FTX lawyers claim that Voyager Digital was complicit in its own collapse by “knowingly or recklessly” channeling customer funds to Alameda.
Embattled crypto investment firm Alameda Research is suing bankrupt crypto lender Voyager Digital in an effort to claw back loan repayments that FTX made before it collapsed in November.
Lawyers managing the FTX and Alameda bankruptcy case sued Voyager for $445.8 million in a Delaware court on Jan. 30.
While both companies filed for bankruptcy in 2022, Voyager’s Chapter 11 filing came four months earlier, in July. Following Voyager’s filing, the crypto lender demanded repayment of all outstanding loans to FTX and its affiliate investment firm, Alameda.
According to FTX lawyers filing on behalf of Alameda, these loan repayments are eligible to be clawed back as they were made so close to FTX and Alameda’s own bankruptcy in November.
FTX claims it paid Voyager $248.8 million in September and $193.9 million in October. The exchange also made a $3.2 million interest payment in August, according to the court filings.
FTX acknowledged allegations that Alameda used FTX customer deposits for its risky investments but added that Voyager and other crypto lending firms were also complicit, “knowingly or recklessly” funneling customer funds toward Alameda with “little or no due diligence.” It stated:
“Voyager’s business model was that of a feeder fund. It solicited retail investors and invested their money with little or no due diligence in cryptocurrency investment funds like Alameda and Three Arrows Capital.”

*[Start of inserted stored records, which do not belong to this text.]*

PR #1064, opened 2021-01-03
Improve handling of pattern naming/renaming

Ratfink:
I noticed a few annoying quirks with how Hydrogen avoided duplicate pattern names, so I thought I'd try my hand at fixing them.  When editing a pattern name inline in the song editor, if the user pressed Enter without changing the pattern name, it would get a `" #1"` suffix added to the end.  Repeating this would result in a second `" #1"` suffix being appended  Also, the pattern properties dialog used a different procedure for avoiding name collisions, appending `"#2"` until the name was unique.

To address these issues, this merge request:

* Enhances `PatternList::find_unused_pattern_name` to detect if a `" #[number]"` suffix has already been added to a pattern's name, and if so, increment the number instead of adding a new suffix.
* Makes the pattern properties dialog use functions from the core for detecting and avoiding pattern name collisions, instead of reimplementing that functionality in a different way in the GUI code.
* Adds an optional pattern to ignore in `PatternList::find_unused_pattern_name` and `PatternList::check_name` so that when renaming a pattern, its own previous name can be ignored.

### DIFF
--- a/src/core/Basics/PatternList.cpp
+++ b/src/core/Basics/PatternList.cpp
@@ -195,21 +195,21 @@ void PatternList::virtual_pattern_del( Pattern* pattern )
 	for( int i=0; i<__patterns.size(); i++ ) __patterns[i]->virtual_patterns_del( pattern );
 }
 
-bool PatternList::check_name( QString patternName )
+bool PatternList::check_name( QString patternName, Pattern* ignore )
 {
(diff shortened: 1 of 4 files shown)


theGreatWhiteShark (approved):
Thanks a lot!

The renaming was indeed quite annoying.

PR #85, opened 2019-02-13
HttpClient with cache varying with segment

vwraposo:
This PR makes the HttpClient cache vary according to the segment (if the response varies)

Responses that varies with the segment were being cached without the segment information, therefore when the segment changed the client returned the cached data, even though it was incorrect.

#### Types of changes

### DIFF
--- a/src/HttpClient/middlewares/cache.ts
+++ b/src/HttpClient/middlewares/cache.ts
@@ -1,5 +1,5 @@
 import {AxiosRequestConfig, AxiosResponse} from 'axios'
-import {contains} from 'ramda'
+import {match} from 'ramda'
 import {URL, URLSearchParams} from 'url'
 import {CacheLayer} from '../../caches/CacheLayer'
 import {MiddlewareContext} from '../context'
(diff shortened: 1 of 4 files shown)


src/HttpClient/middlewares/cache.ts
```diff
@@ -36,14 +36,17 @@ function isCacheable (arg: any): arg is CacheableRequestConfig {
...
-export const cacheMiddleware = (cacheStorage: CacheLayer<string, Cached>) => {
+export const cacheMiddleware = ({cacheStorage, segmentToken}: {cacheStorage: CacheLayer<string, Cached>, segmentToken: string}) => {
   return async (ctx: MiddlewareContext, next: () => Promise<void>) => {
     if (!isCacheable(ctx.config)) {
       return await next()
     }
 
     const key = cacheKey(ctx.config)
-    const cached = await cacheStorage.get(key)
+    const keyWithSegment = key + segmentToken
```
tlgimenes: why not interpolating the string for better understanding ?

tlgimenes:
```suggestion
    const keyWithSegment = `${key}${segmentToken}`
```

PR #115, opened 2019-04-04
Feature/export error logger

diegoximenes:
Exports a `logError` function. 
Useful to log errors thrown by functions executed asynchronously with the same format used by service.

#### Types of changes

### DIFF
--- a/src/utils/error.ts
+++ b/src/utils/error.ts
@@ -1,5 +1,7 @@
 // Inspired by https://github.com/sindresorhus/serialize-error
 import { find, keys, pick } from 'ramda'
+import { IOClients } from '../clients/IOClients'
+import { ServiceContext } from '../service/typings'
 
 export const PICKED_AXIOS_PROPS = ['baseURL', 'cacheable', 'data', 'finished', 'headers', 'method', 'timeout', 'status', 'path', 'url']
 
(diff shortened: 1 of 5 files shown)


src/utils/error.ts
```diff
@@ -111,3 +113,51 @@ export const cleanError = (value: any) => {
...
+
+/**
+ * Send error through the logger.
+ *
+ * @param ctx service context related to the error
+ * @param error an object representing the error
+ */
+export function logError<T extends IOClients, U, V> (ctx: ServiceContext<T, U, V>, error: any) {
+  console.error('[node-vtex-api error]', error)
+  const cleanedError = cleanError(error)
```
firstdoit: This will cause error to be cleaned twice, since this is done here: https://github.com/vtex/node-vtex-api/pull/115/files#diff-139e2f0fc6a2190b653bea26e664af49R17

diegoximenes: @firstdoit 
One example:
```
async function makeReq () {
  ...
  await axios.request(...)
  ...
}
makeReq().catch(makeReqError => logError(ctx, makeReqError))
```

Without this PR I can't easily log makeReqError with the same format (operationId, etc) of the errors "synchronously" detected in the request flow.

diegoximenes: I thought that cleanError(cleanError(error)) == cleanError(error), or at least their differences didn't matter. I also considered that cleanError is cheap to compute. I will take I better look on that.

firstdoit: It is, and they are. 

However I don't think it's idiomatic to use a `logError` if we have a `clients.logger.error()` available. Why not add the `ctx` there instead?

diegoximenes: Done, I kept duplicate cleanError call though.

firstdoit:
@diegoximenes do you still need this? I tried to understand our discussion but couldn't.

diegoximenes:
@firstdoit I don't need because I have implemented this kind of functionality above "`@vtex/api` layer" (this was before the existence of `Service` and etc).
This functionality will be useful to log exceptions that are thrown in an async context outside the main income request flow, e.g.: https://github.com/vtex/node-vtex-api/pull/115#discussion_r275829124

This PR needs a rebase though.

PR #132, opened 2019-04-23
Implement IOClient

firstdoit:

We decided to deprecate IODataSource a long time ago. The time has come.

DataSources are a **Terrible Idea®**.

#### Types of changes


src/HttpClient/HttpClient.ts
```diff
@@ -0,0 +1,137 @@
...
+    const postConfig: RequestConfig = {...config, url, data, method: 'post'}
+    return this.request(postConfig) as Promise<IOResponse<T>>
+  }
+
+  public patch = <T = void>(url: string, data?: any, config: RequestConfig = {}): Promise<T> => {
+    const patchConfig: RequestConfig = {...config, url, data, method: 'patch'}
+    return this.request(patchConfig).then(response => response.data as T)
+  }
+
+  public delete = (url: string, config?: RequestConfig): Promise<IOResponse<void>> => {
```
marcosvcp: Why delete does not receive a generic type definition like others? I think it should

firstdoit: Delete shouldn't have a response, right? Anyway, didn't change this bit.

marcosvcp: Nope, delete should include a deleted-entity if response was 200

kevinch: Agreed with Marcos, i think it should return the deleted element.

src/HttpClient/AppClient.ts
```diff
@@ -0,0 +1,25 @@
+import { IOContext } from '../service/typings'
+
+import { IOClient } from './IOClient'
+import { AuthType, InstanceOptions } from './typings'
+
+/**
+ * Used to perform calls on apps you declared a dependency for in your manifest.
+ */
+export class AppClient extends IOClient {
```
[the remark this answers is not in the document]
firstdoit: Wow, complicated question. I'm not sure. One option is to have a separate CrossAccountAppClient. Another option is to indicate in the params...

src/HttpClient/AppClient.ts
```diff
@@ -0,0 +1,25 @@
...
+  constructor(app: string, context: IOContext, options: InstanceOptions) {
```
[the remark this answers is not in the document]
firstdoit: Disagree. You should only create requests for apps you depend, and you can only depend on one version. Hence, `app` is necessarily `vendor.name`.

src/IODataSource.ts
```diff
@@ -10,6 +10,9 @@ interface HttpClientFactoryOptions {
 
 export type HttpClientFactory = (opts: HttpClientFactoryOptions) => HttpClient | void
 
+/**
+ * @deprecated Extend one of the subclasses of HttpClient instead.
```
tlgimenes:
```suggestion
 * @deprecated Extend one of the subclasses of IOClient instead.
```

src/clients/LicenseManager.ts
```diff
@@ -0,0 +1,40 @@
...
+      metric: 'lm-account-data',
+    })
+  }
+
+  public getTopbarData (VtexIdclientAutCookie: string) {
+    return this.http.get(routes.topbarData, {
+      headers: {
+        VtexIdclientAutCookie,
+      },
+      memoizeable: false,
```
tlgimenes:
```suggestion
      memoizeable: true,
```

PR #135, opened 2019-04-29
add data param to http cliente delete

jgfidelis:
as title says

I am a bit worried that this may break whoever uses this.delete(url, config), because config will then be the `data`. But making data be the third param would be different with all other methods.

#### Types of changes


klzns:
Yep, thats a breaking change

PR #139, opened 2019-05-03
Feature/janus client with account

guilhermebruzzi:

Add accountName option to JanusClient constructor

Allow to route to different account than in the request domain to a given request

Also added prettier

Also fixed tslint issues

I believe I can generate a beta tag to test it (open to suggestions)

#### Types of changes

### DIFF
--- a/.prettierrc
+++ b/.prettierrc
@@ -1,0 +1,8 @@
+{
+  "semi": false,
+  "singleQuote": true,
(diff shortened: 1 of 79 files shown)


firstdoit:
You can achieve the same by overwriting the `account` property in `context`:

```super({...context, account: 'banana'}, options)```

PR #142, opened 2019-05-06
Disable cache for mygocommerce.com

brunoabreu:
Disable cache for mygocommerce.com

GoCommerce admin requests should not be cached, otherwise the users will not see theirs changes happening.

#### Types of changes


victorges:
👀

PR #164, opened 2019-05-29
Allow environment selection, e.g beta

Jeymisson:
Allow environment selection, e.g beta, when cookie `vtex-commerce-env` is set

#### Types of changes

### DIFF
--- a/src/HttpClient/JanusClient.ts
+++ b/src/HttpClient/JanusClient.ts
@@ -20,6 +20,17 @@ export class JanusClient extends ExternalClient {
   constructor(context: IOContext, options?: InstanceOptions) {
     const {account} = context
 
+    if (context.janusEnv) {
+      options = options || {}
+      options = {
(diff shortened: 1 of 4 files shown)


src/HttpClient/JanusClient.ts
```diff
@@ -20,6 +20,17 @@ export class JanusClient extends ExternalClient {
...
+        ...options,
+        headers: {
+          ...options.headers,
+          'cookie': context.janusEnv,
+        },
+      }
+    }
+
     super(
       'http://portal.vtexcommercestable.com.br',
```
firstdoit: Following the `colossus-legacy-proxy` implementation, we should change host to `vtexcommercebeta` instead of passing a cookie. https://github.com/vtex/colossus-legacy-proxy/blob/master/node/index.ts#L47
Don't forget to add the outbound access policy in the consumer service.

PR #166, opened 2019-06-05
Add housekeeper client to node-vtex-api

vcalasans:
Implements the housekeeper client.

#### Types of changes


src/clients/Housekeeper.ts
```diff
@@ -0,0 +1,37 @@
+import { InfraClient, InstanceOptions } from '../HttpClient'
+import { HousekeeperStatesAndUpdates } from '../responses'
+import { IOContext } from '../service/typings'
+
+const createRoutes = ({account, workspace}: IOContext) => {
+  const routes = {
+    Apply: () => `v2/housekeeping/apply`,
+    Perform: () => `_housekeeping/perform`,
```
iagoaraujo: This endpoint is also `/v2`

src/responses.ts
```diff
@@ -110,3 +110,22 @@ export type AppBundlePublished = AppBundleResponse & {
 export type AppBundleLinked = AppBundleResponse & {
   bundleSize?: number,
 }
+
+export interface HousekeeperStatesAndUpdates {
+  state: {
+    infra: string[]
+    edition: string[]
+    runtimes: string[]
+    editionApps?: {
```
iagoaraujo: Replace `state` to be `updates` and `updates` to be `state`.
(`state` doesn't have the editionApps field. It's a field of updates)

Also I think you can separate the `state` and `updates` in a different interfaces (HousekeeperState and HousekeeperUpdates), and updates extends the state interface. Ex:

```
state {
    infra: string[]
    edition: string[]
    runtimes: string[]
    apps: Array<{id: string, source: string}>
  }

updates extends state {
    editionApps?: {
     ....
    }
}
```

PR #170, opened 2019-06-19
Include extensions on dev GraphQL responses

athoscouto:

To include extensions on dev GraphQL responses

This allows tracing information to be returned with the response.
Tracing information can be used to enhance profiling of GrahpQL resolvers.

#### Test instructions

1. Link any GraphQL app and will see an available service route for GraphQL (e.g. `http://styles-graphql.vtex.aws-us-east-1.vtex.io/storecomponents/athos/_v/graphql?__v=1.7.2`).
2. Using something like https://github.com/prisma/graphql-playground you can query that route. Since it is a private route, you'll need to add the proper authorization headers in the request.
3. With this changes, you'll receive extension data in the response.

On GraphQL Playground you'll be able to see tracing information like:

Screen Shot 2019-06-19 at 13 58 55

Instead of:

Screen Shot 2019-06-19 at 14 00 58

#### Types of changes

### DIFF
--- a/src/service/graphql/middlewares/response.ts
+++ b/src/service/graphql/middlewares/response.ts
@@ -6,6 +6,7 @@ import { cacheControl } from '../utils/cacheControl'
 
 export async function response (ctx: GraphQLServiceContext, next: () => Promise<void>) {
   const {responseInit, graphqlResponse} = ctx.graphql
+  const {production} = ctx.vtex
 
   const {
     maxAge = '',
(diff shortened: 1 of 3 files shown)


src/service/graphql/middlewares/response.ts
```diff
@@ -23,7 +24,10 @@ export async function response (ctx: GraphQLServiceContext, next: () => Promise<
     ctx.vary(SEGMENT_HEADER)
   }
 
-  ctx.body = pick(['data', 'errors'], graphqlResponse!)
+  const fields = production
+    ? ['data', 'errors']
+    : ['data', 'errors', 'extensions']
```
tlgimenes: Please move these arrays outside the function so we don't create then everytime

PR #177, opened 2019-07-02
Added head request and vbase-client getFileMetadata

marcosvcp:

As title says

#### Types of changes

### DIFF
--- a/src/HttpClient/HttpClient.ts
+++ b/src/HttpClient/HttpClient.ts
@@ -121,6 +121,11 @@ export class HttpClient {
     return this.request(patchConfig).then(response => response.data as T)
   }
 
+  public head = (url: string, config:RequestConfig = {}): Promise<IOResponse<void>> => {
+    const headConfig: RequestConfig = {...config, url, method: 'head'}
+    return this.request(headConfig)
+  }
+
   public delete = <T = void>(url: string, config?: RequestConfig): Promise<IOResponse<T>> => {
     const deleteConfig: RequestConfig = {...config, url, method: 'delete'}
     return this.request(deleteConfig)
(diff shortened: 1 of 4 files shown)


src/HttpClient/HttpClient.ts
```diff
@@ -121,6 +121,11 @@ export class HttpClient {
     return this.request(patchConfig).then(response => response.data as T)
   }
 
+  public head = (url: string, config:RequestConfig = {}): Promise<IOResponse<void>> => {
+    const headConfig: RequestConfig = {...config, url, method: 'head'}
```
tlgimenes: this is cacheable, right ?

src/clients/VBase.ts
```diff
@@ -72,6 +72,10 @@ export class VBase extends InfraClient {
     return this.saveContent(bucket, path, stream, {gzip, ttl})
   }
 
+  public getFileMetadata = (bucket:string, path:string) => {
```
tlgimenes: didn't know we supported this, cool !

src/HttpClient/HttpClient.ts
marcosvcp: Let's think ... HEAD is a method that has no body, it returns only headers that are literally metadata about the stored data and usually it MUST take less time than to make a GET obviously. When the stored data changes the HEAD should return me different metadata, and it is used as support for ETag for example, so I believe that it does not make sense to cache HEAD. Agrees that if we update an entity and the HEAD request returns the same thing because it was cached it becomes useless?

tlgimenes: hmmm. I have mixed feelings about this. I totally agree with you in the vbase case. However, think about an app that needs to `HEAD` another app. This head request will be performed without an `if-none-match` header, and the router won't be able to validade this request. As so, the request will be routed to the destiny app, making this app receive an unecessary request

tlgimenes: The only problem I see with cache is that I think our middlewares are not ready for caching `HEAD` requests

marcosvcp: As we commented on slack, it's not a problem not caching HEAD requests

PR #116, opened 2022-12-28
Add build website workflow

### LINKED ISSUE #112: Ensure `npm run build` finishes successfully before pull requests are ready for merging
Before we merge in changes to the web, we should ensure `npm run build` finishes successfully to catch any errors that would block building docker images.

AbdBarho:
Closes #112


fozziethebeat (approved):

yk (approved):
thank you! will not prevent bad merges, but at least we get yelled at when builds break.

PR #119, opened 2022-12-28
Unified multiple Docker Compose files into one for easier usage

croumegous:
Remove all the different docker compose files in scripts folder, to use a single docker compose (in root directory).
Also moved documentation to run the end to end demo in the main readme to better onboard new users.


docker-compose.yaml
```diff
@@ -0,0 +1,101 @@
+version: "3.7"
+
```
fozziethebeat, line 2: I assume `docker compose up` would bring up the full stack yes?

fozziethebeat (approved):
I agree that this is quite a bit cleaner and resolves a lot of cross compose referencing.  As long as my question/comment does what I think it does, I like this.

You'll still need review from Yannic or Andreas to finish.

docker-compose.yaml
croumegous: Yes, exactly

yk (approved):
awesome, thank you very much!

PR #120, opened 2022-12-28
Add `OasstError` exception class and corresponding exception filter

### LINKED ISSUE #55: Better error feedback to the frontends
Currently, the backend responds with plain 400 messages to protocol errors, for example when a frontend responds to a ranking task of 3 items with a list of only 2 items. Ideally, the backend would send a helpful message to display to the user along with the 400 response.

andreaskoepf:
This PR introduces the exception class `OasstError` that can always be used to signal a backend error to the API client with message and open-assistant error_code. It should not be used when the message could leak security relevant information. OasstError is 'picklable'.

The ctor of `OasstError` takes parameters `message: str, error_code: int, http_status_code: int = HTTP_400_BAD_REQUEST`. The `error-code` is a numeric reference to the specific error-site in the backend.

An exception handler is registered which generates a json response with `message` and `error_code` (using a http-status code as specified by the OasstError class).

Resolves #55


backend/main.py
```diff
@@ -7,10 +7,20 @@
...
 from oasst_backend.config import settings
+from oasst_backend.exceptions import OasstError
 from starlette.middleware.cors import CORSMiddleware
 
 app = fastapi.FastAPI(title=settings.PROJECT_NAME, openapi_url=f"{settings.API_V1_STR}/openapi.json")
 
+
+@app.exception_handler(OasstError)
+async def oasst_exception_handler(request: fastapi.Request, ex: OasstError):
+    logger.error(f"{request.method} {request.url} failed: {repr(ex)}")
```
yk, line 18: loguru also has `logger.exception` that gives a nice trace of the exception (in the current context) and annotates all parameters with their values, it's really nice to debug, but also very verbose, maybe worth thinking about

backend/oasst_backend/error_codes.py
```diff
@@ -0,0 +1,26 @@
+# -*- coding: utf-8 -*-
+"""
+Open-Assistant backend API error codes.
```
yk, line 3: suggestion: make these into an IntEnum, so they're still int, but typing could be used

yk (approved):
LGTM, left just small comments

backend/main.py
andreaskoepf: Yes, I had exactly that first but removed it again: For OasstErrors it is clear where they come from, e.g. they are usually post translation of generic internal errors. We could think about referencing 'inner exceptions' in the class that could be forwarded to the client when a server debug setting is True.

I was also looking into general handlers for uncaught Exceptions. IMO it would make sense to remove the general `excet Exception` handlers and do the translation into 500 Internal Server Error centralized .. there `logger.exception()` would definitely make sense.

backend/oasst_backend/error_codes.py
yk: yes I don't think any of that would change with an `IntEnum`. it would just be nicer to instead of having to take an `int` parameter, be able to take and `OAsstErrorCode` parameter (that behaves like an int)

andreaskoepf: (regarding typing .. I normally put such an exception class in a shared lib, it is int to prevent dependencies between the base exception class and each and every error_code that would be defined). It would make sense to derive exception classes from it .. but I am not sure if the exception-filter type check in fast-api is polymorphic. I will try that.

yk: like this: https://docs.python.org/3/library/http.html#http.HTTPStatus

andreaskoepf: I have now used a simple `IntEnum` for the error codes.

Important: There was an error in `api_auth()`, probably introduced when `DEBUG_SKIP_API_KEY_CHECK` was added,
see https://github.com/LAION-AI/Open-Assistant/blob/f208f65fafcac24f6c513dc80cbbcb4fb75178d4/backend/oasst_backend/api/deps.py#L55-L57 ... if the DB query returned None the function returned None (instead of raising an Unauthorized error...)

andreaskoepf: To clarify: the `api_auth()` problem occurred when the `api_key` value sent with the request was not empty and both `settings.DEBUG_SKIP_API_KEY_CHECK == settings.DEBUG_SKIP_API_KEY_CHECK == False` and there was no matching or enabled api_client registered in the DB.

The embattled crypto exchange hopes to repurpose any reclaimed funds to repay some of its creditors.
FTX had planned to buy Voyager out of bankruptcy before its collapse in November.
Related:Which tokens could FTX dump on the market?
In a separate development, FTX has asked the court to exclude two of its Turkish subsidiaries from the bankruptcy proceedings.
In a motion filed on Jan. 27, the company has asked for the exclusion of FTX Turkey and SNG Investments, as it believes U.S. courts have no jurisdiction in the country and customers had already begun private claims against the company.
“The orders entered by this Court do not have legal or practical effect in Türkiye and the Debtors have no reason to believe that the Turkish government will comply with this Court’s orders,” the filing stated.